Dataset entries:
╔══

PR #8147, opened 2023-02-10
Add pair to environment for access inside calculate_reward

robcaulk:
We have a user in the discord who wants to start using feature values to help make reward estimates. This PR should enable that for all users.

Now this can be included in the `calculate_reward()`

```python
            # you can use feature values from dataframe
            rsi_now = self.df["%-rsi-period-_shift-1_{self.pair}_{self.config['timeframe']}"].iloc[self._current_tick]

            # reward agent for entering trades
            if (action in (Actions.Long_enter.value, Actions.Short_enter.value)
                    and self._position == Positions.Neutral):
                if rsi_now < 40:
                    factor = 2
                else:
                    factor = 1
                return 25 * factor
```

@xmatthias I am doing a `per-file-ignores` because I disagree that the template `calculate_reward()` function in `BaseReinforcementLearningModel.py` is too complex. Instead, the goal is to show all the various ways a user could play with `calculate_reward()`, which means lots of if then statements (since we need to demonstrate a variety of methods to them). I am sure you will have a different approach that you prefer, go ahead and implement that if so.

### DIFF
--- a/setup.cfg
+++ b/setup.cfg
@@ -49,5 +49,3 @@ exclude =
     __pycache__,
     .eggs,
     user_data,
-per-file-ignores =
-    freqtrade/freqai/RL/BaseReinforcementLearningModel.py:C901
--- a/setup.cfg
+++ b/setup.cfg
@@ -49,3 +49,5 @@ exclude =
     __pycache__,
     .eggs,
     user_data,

╚══

In the records above, find each line with the word "pair" and copy it out.

Add pair to environment for access inside calculate_reward
            rsi_now = self.df["%-rsi-period-_shift-1_{self.pair}_{self.config['timeframe']}"].iloc[self._current_tick]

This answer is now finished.